===== DATA UNDER STUDY =====

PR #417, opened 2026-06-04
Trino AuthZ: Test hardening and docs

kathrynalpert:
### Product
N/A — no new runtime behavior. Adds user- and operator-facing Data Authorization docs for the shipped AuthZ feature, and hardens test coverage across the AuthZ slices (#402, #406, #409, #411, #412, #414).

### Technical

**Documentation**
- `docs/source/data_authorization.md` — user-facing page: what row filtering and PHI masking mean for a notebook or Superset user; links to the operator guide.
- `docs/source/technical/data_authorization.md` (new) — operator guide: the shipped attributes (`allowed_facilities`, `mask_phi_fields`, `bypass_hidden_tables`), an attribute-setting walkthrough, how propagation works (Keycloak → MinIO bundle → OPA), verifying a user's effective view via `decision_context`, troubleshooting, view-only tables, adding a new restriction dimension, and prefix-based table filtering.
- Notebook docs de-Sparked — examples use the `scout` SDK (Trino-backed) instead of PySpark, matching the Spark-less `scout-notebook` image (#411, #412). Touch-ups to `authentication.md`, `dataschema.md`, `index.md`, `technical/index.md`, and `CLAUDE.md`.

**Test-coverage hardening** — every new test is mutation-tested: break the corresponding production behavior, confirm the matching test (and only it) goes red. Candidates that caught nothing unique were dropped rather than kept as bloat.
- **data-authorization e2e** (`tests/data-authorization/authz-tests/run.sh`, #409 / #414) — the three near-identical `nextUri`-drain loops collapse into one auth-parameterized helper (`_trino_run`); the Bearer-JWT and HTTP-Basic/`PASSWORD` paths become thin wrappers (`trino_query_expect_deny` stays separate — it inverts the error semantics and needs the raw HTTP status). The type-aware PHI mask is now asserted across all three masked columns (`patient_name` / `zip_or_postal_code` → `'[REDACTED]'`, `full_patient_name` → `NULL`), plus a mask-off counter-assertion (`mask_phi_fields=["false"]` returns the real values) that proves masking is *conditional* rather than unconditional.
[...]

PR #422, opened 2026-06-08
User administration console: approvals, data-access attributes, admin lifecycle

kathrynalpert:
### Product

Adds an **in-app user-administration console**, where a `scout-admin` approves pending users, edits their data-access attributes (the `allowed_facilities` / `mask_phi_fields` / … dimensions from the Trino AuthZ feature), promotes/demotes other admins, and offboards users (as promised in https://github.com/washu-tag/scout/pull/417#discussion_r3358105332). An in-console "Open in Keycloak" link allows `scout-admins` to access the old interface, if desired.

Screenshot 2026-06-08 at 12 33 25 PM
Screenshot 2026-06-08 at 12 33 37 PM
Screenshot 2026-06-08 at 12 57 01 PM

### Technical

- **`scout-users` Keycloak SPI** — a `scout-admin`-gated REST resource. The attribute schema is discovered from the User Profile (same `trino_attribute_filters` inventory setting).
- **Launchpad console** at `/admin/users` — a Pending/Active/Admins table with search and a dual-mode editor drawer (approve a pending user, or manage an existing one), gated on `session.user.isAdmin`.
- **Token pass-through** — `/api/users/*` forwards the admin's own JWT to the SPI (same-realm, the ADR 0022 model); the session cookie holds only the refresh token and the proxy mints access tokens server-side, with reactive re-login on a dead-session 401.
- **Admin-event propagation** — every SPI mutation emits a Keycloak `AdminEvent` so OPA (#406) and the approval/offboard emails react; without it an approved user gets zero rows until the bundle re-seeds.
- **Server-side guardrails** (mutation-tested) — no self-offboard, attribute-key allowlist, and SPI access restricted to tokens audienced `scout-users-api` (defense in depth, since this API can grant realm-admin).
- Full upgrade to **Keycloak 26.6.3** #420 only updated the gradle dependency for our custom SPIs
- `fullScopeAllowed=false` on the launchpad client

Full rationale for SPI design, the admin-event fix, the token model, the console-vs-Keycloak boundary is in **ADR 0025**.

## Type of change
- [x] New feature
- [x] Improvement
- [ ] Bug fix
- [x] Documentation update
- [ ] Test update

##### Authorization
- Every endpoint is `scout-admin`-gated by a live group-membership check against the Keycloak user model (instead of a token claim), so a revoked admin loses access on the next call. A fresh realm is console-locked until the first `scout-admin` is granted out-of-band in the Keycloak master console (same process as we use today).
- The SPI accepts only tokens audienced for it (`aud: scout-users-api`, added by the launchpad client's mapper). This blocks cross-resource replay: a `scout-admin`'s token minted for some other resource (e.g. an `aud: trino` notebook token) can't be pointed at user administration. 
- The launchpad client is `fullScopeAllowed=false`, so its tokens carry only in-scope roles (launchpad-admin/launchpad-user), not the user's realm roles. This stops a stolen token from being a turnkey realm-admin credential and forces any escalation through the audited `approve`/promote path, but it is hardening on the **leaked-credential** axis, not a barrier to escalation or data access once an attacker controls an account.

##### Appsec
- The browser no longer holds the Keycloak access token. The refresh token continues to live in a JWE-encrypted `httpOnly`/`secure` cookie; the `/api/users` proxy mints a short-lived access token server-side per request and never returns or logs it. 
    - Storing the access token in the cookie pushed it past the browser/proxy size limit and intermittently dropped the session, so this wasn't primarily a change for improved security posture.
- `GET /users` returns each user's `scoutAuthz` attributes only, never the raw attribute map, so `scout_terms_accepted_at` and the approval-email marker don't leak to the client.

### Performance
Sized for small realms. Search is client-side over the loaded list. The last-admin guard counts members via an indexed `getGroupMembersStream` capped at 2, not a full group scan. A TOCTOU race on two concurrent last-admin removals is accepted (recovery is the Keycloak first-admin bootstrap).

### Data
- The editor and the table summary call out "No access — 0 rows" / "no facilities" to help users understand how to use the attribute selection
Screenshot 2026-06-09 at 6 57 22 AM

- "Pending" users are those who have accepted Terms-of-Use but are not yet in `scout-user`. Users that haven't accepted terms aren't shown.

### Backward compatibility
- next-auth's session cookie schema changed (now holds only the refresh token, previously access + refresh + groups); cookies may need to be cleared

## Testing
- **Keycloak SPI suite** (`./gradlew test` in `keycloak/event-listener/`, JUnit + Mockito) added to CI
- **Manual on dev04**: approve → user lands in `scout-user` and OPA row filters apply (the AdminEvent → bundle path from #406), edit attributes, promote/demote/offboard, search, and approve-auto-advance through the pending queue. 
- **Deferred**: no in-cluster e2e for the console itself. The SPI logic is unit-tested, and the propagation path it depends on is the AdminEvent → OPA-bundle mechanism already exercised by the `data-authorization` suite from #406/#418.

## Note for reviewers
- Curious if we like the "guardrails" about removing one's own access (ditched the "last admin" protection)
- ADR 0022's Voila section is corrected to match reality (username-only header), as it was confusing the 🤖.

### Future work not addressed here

=====

Write the listing out again in its entirety, exactly.

PR #417, opened 2026-06-04
Trino AuthZ: Test hardening and docs

kathrynalpert:
### Product
N/A — no new runtime behavior. Adds user- and operator-facing Data Authorization docs for the shipped AuthZ feature, and hardens test coverage across the AuthZ slices (#402, #406, #409, #411, #412, #414).

### Technical

**Documentation**
- `docs/source/data_authorization.md` — user-facing page: what row filtering and PHI masking mean for a notebook or Superset user; links to the operator guide.
- `docs/source/technical/data_authorization.md` (new) — operator guide: the shipped attributes (`allowed_facilities`, `mask_phi_fields`, `bypass_hidden_tables`), an attribute-setting walkthrough, how propagation works (Keycloak → MinIO bundle → OPA), verifying a user's effective view via `decision_context`, troubleshooting, view-only tables, adding a new restriction dimension, and prefix-based table filtering.
- Notebook docs de-Sparked — examples use the `scout` SDK (Trino-backed) instead of PySpark, matching the Spark-less `scout-notebook` image (#411, #412). Touch-ups to `authentication.md`, `dataschema.md`, `index.md`, `technical/index.md`, and `CLAUDE.md`.

**Test-coverage hardening** — every new test is mutation-tested: break the corresponding production behavior, confirm the matching test (and only it) goes red. Candidates that caught nothing unique were dropped rather than kept as bloat.
- **data-authorization e2e** (`tests/data-authorization/authz-tests/run.sh`, #409 / #414) — the three near-identical `nextUri`-drain loops collapse into one auth-parameterized helper (`_trino_run`); the Bearer-JWT and HTTP-Basic/`PASSWORD` paths become thin wrappers (`trino_query_expect_deny` stays separate — it inverts the error semantics and needs the raw HTTP status). The type-aware PHI mask is now asserted across all three masked columns (`patient_name` / `zip_or_postal_code` → `'[REDACTED]'`, `full_patient_name` → `NULL`), plus a mask-off counter-assertion (`mask_phi_fields=["false"]` returns the real values) that proves masking is *conditional* rather than unconditional.
[...]

PR #422, opened 2026-06-08
User administration console: approvals, data-access attributes, admin lifecycle

kathrynalpert:
### Product

Adds an **in-app user-administration console**, where a `scout-admin` approves pending users, edits their data-access attributes (the `allowed_facilities` / `mask_phi_fields` / … dimensions from the Trino AuthZ feature), promotes/demotes other admins, and offboards users (as promised in https://github.com/washu-tag/scout/pull/417#discussion_r3358105332). An in-console "Open in Keycloak" link allows `scout-admins` to access the old interface, if desired.

Screenshot 2026-06-08 at 12 33 25 PM
Screenshot 2026-06-08 at 12 33 37 PM
Screenshot 2026-06-08 at 12 57 01 PM

### Technical

- **`scout-users` Keycloak SPI** — a `scout-admin`-gated REST resource. The attribute schema is discovered from the User Profile (same `trino_attribute_filters` inventory setting).
- **Launchpad console** at `/admin/users` — a Pending/Active/Admins table with search and a dual-mode editor drawer (approve a pending user, or manage an existing one), gated on `session.user.isAdmin`.
- **Token pass-through** — `/api/users/*` forwards the admin's own JWT to the SPI (same-realm, the ADR 0022 model); the session cookie holds only the refresh token and the proxy mints access tokens server-side, with reactive re-login on a dead-session 401.
- **Admin-event propagation** — every SPI mutation emits a Keycloak `AdminEvent` so OPA (#406) and the approval/offboard emails react; without it an approved user gets zero rows until the bundle re-seeds.
- **Server-side guardrails** (mutation-tested) — no self-offboard, attribute-key allowlist, and SPI access restricted to tokens audienced `scout-users-api` (defense in depth, since this API can grant realm-admin).
- Full upgrade to **Keycloak 26.6.3** #420 only updated the gradle dependency for our custom SPIs
- `fullScopeAllowed=false` on the launchpad client

Full rationale for SPI design, the admin-event fix, the token model, the console-vs-Keycloak boundary is in **ADR 0025**.

## Type of change
- [x] New feature
- [x] Improvement
- [ ] Bug fix
- [x] Documentation update
- [ ] Test update

##### Authorization
- Every endpoint is `scout-admin`-gated by a live group-membership check against the Keycloak user model (instead of a token claim), so a revoked admin loses access on the next call. A fresh realm is console-locked until the first `scout-admin` is granted out-of-band in the Keycloak master console (same process as we use today).
- The SPI accepts only tokens audienced for it (`aud: scout-users-api`, added by the launchpad client's mapper). This blocks cross-resource replay: a `scout-admin`'s token minted for some other resource (e.g. an `aud: trino` notebook token) can't be pointed at user administration. 
- The launchpad client is `fullScopeAllowed=false`, so its tokens carry only in-scope roles (launchpad-admin/launchpad-user), not the user's realm roles. This stops a stolen token from being a turnkey realm-admin credential and forces any escalation through the audited `approve`/promote path, but it is hardening on the **leaked-credential** axis, not a barrier to escalation or data access once an attacker controls an account.

##### Appsec
- The browser no longer holds the Keycloak access token. The refresh token continues to live in a JWE-encrypted `httpOnly`/`secure` cookie; the `/api/users` proxy mints a short-lived access token server-side per request and never returns or logs it. 
    - Storing the access token in the cookie pushed it past the browser/proxy size limit and intermittently dropped the session, so this wasn't primarily a change for improved security posture.
- `GET /users` returns each user's `scoutAuthz` attributes only, never the raw attribute map, so `scout_terms_accepted_at` and the approval-email marker don't leak to the client.

### Performance
Sized for small realms. Search is client-side over the loaded list. The last-admin guard counts members via an indexed `getGroupMembersStream` capped at 2, not a full group scan. A TOCTOU race on two concurrent last-admin removals is accepted (recovery is the Keycloak first-admin bootstrap).

### Data
- The editor and the table summary call out "No access — 0 rows" / "no facilities" to help users understand how to use the attribute selection
Screenshot 2026-06-09 at 6 57 22 AM

- "Pending" users are those who have accepted Terms-of-Use but are not yet in `scout-user`. Users that haven't accepted terms aren't shown.

### Backward compatibility
- next-auth's session cookie schema changed (now holds only the refresh token, previously access + refresh + groups); cookies may need to be cleared

## Testing
- **Keycloak SPI suite** (`./gradlew test` in `keycloak/event-listener/`, JUnit + Mockito) added to CI
- **Manual on dev04**: approve → user lands in `scout-user` and OPA row filters apply (the AdminEvent → bundle path from #406), edit attributes, promote/demote/offboard, search, and approve-auto-advance through the pending queue. 
- **Deferred**: no in-cluster e2e for the console itself. The SPI logic is unit-tested, and the propagation path it depends on is the AdminEvent → OPA-bundle mechanism already exercised by the `data-authorization` suite from #406/#418.

## Note for reviewers
- Curious if we like the "guardrails" about removing one's own access (ditched the "last admin" protection)
- ADR 0022's Voila section is corrected to match reality (username-only header), as it was confusing the 🤖.

### Future work not addressed here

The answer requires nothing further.